Lalu, lima hari kemudian, Amrozi membeberkan lima orang yang menjadi tim inti peledakan. Ali Imron, Ali Fauzi, Qomaruddin adalah eksekutor di Sari Club dan Paddy's. Sementara M Gufron dan Mubarok menjadi orang yang membantu mempersiapkan peledakan. Polisi pun memburu Muhammad Gufron (kakak Amrozi), Ali Imron (adik Amrozi), dan Ari Fauzi (saudara lain dari ibu kandung Amrozi). Kakak tiri Amrozi, Tafsir. Tafsir dianggap tahu seluk-beluk mobil Mitsubishi L-300 dan meminjamkan rumahnya untuk dipakai Amrozi sebagai bengkel.

Saat namanya disebut-sebut ikut terlibat dalam peristiwa berdarah itu, Abu Bakar Baasyir membantah. Ba'asyir menilai pengakuan Amrozi saat diperiksa di Polda Jatim merupakan rekayasa pemerintah dan Mabes Polri yang mendapat tekanan dari Amerika Serikat.

Imam Samudra, Idris dan Dulmatin diduga merupakan perajik bom Bali I. Bersama Ali Imron, Umar alias Wayan, dan Umar alias Patek, mereka pun ditetapkan sebagai tersangka.

Kemudian pada 26 November 2002, Imam Samudra, satu lagi tersangka bom Bali, ditangkap di dalam bus Kurnia di kapal Pelabuhan Merak. Rupanya dia hendak melarikan diri ke Sumatera.
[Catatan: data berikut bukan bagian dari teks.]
PR #235, opened 2015-12-11
Looks for ncurses with pkg_config

dupgit:
On my fresh installed debian jessie 8.2 ncurses.h is not installed and configure script did said nothing. The compilation aborted with message "unable to found ncurses.h". That patch corrects this.

### DIFF
--- a/configure.ac
+++ b/configure.ac
@@ -155,10 +155,16 @@ PKG_CHECK_MODULES(
         [
 		AC_SEARCH_LIBS(
 			setupterm,
-			[terminfo curses ncurses tinfo],
+			[terminfo curses tinfo],
 			found_curses=yes,
 			found_curses=no
 		)
+		AC_SEARCH_LIBS(
+                        addch,
+                        [ncurses],
+                        found_curses=yes,
+                        found_curses=no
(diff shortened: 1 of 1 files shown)


nicm:
Thanks, but this will fail if ncurses is present but not available through pkg-config, which is common. The check needs to fall back to the existing AC_SEARCH_LIBS (setupterm...) like the libevent check does.

dupgit:
This patch should now work better:
1) pkg-config search for ncurses
2) if it was not found by pkg-config it searchs with AC_SEARCH_LIBS 
2.1) setupterm function into terminfo curses tinfo libraries and
2.2) addch function into ncurses

On my system, without libncurses-dev installed this generates an error. Previously it didn't because AC_SEARCH_LIBS did found setupterm into tinfo and returned true.

nicm:
tmux does not use addch, does it not build with libtinfo?

nicm:
Oh it needs curses.h of course.

nicm:
Can you send me one patch with all your changes together please?

dupgit:
See Pull request #236. 
Thanks.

Tim Investigasi Bom Bali I pun berhasil mengungkap mastermind bom Bali yang jumlahnya empat orang, satu di antaranya anggota Jamaah Islamiah (JI).

Ali Gufron alias Muklas (kakak Amrozi) menyusul ditangkap di Klaten, Jawa Tengah. Selanjutnya, sejumlah tersangka satu per satu ditangkap, termasuk sejumlah wanita yang diduga merupakan istri para tersangka.

KASUS 5
Pengeboman di Bali 2005 adalah sebuah pengeboman seri yang terjadi di bali pada tanggal 1 oktober 2005. Tragedi tiga pengeboman, satu di kuta dan dua dijimbaran,dengan sedikit nya 23 orang tewas dan 196 lain nya luka - luka. Inspektur Jenderal Polisi Ansyaad Mbai, seorang pejabat anti-terorisme Indonesia melaporkan kepada Associated Press bahwa aksi pengeboman ini jelas merupakan "pekerjaan kaum teroris", namun dikedokin dengan pengeboman bunuh diri,

Tragedi bom bunuh diri ini menyandang ciri - ciri khas serangan jaringan Teroris Jamaah Islamiyah sebuah organisasi yang berhubungan dengan Al-Qaida yang telah melakukan pengeboman di hotel marriott,jakarta pada tahun 2003, Kedutaan Besar Australia di jakarta pada tahun 2004 dan pengeboman Bali 2002. Kelompok teroris islamis memiliki ciri khas melaksanakan serangan secara beruntun dan pada waktu yang bertepatan seperti pada 11 september 2001.
Dalam peristiwa tersebut, Dr. Azahari, buronan asal Malaysia yang diduga merupakan orang yang membuat bom dalam dua kali pengeboman di Bali, tewas ditembak polisi.
Kemudian pada hari yang sama di Semarang, dilakukan penyergapan dan perburuan di tempat persembunyian buronan lainnya, Noordin M. Top. Di situ, polisi menemukan sejumlah barang bukti milik para pelaku Bom Bali 2005, di antaranya rekaman kesaksian ketiga pelaku bom bunuh diri di Bali dan dua kartu tanda penduduk milik dua pelaku pemboman tersebut. Dalam rekaman video tersebut, salah seorang pelaku mengatakan bahwa perbuatan yang mereka lakukan akan membawa mereka masuk surga,(surga dari hongkong). Rekaman kaset tersebut lalu digunakan untuk mencocokkan wajah pelaku dengan kepala para pengebom yang ditemukan di lokasi pengeboman.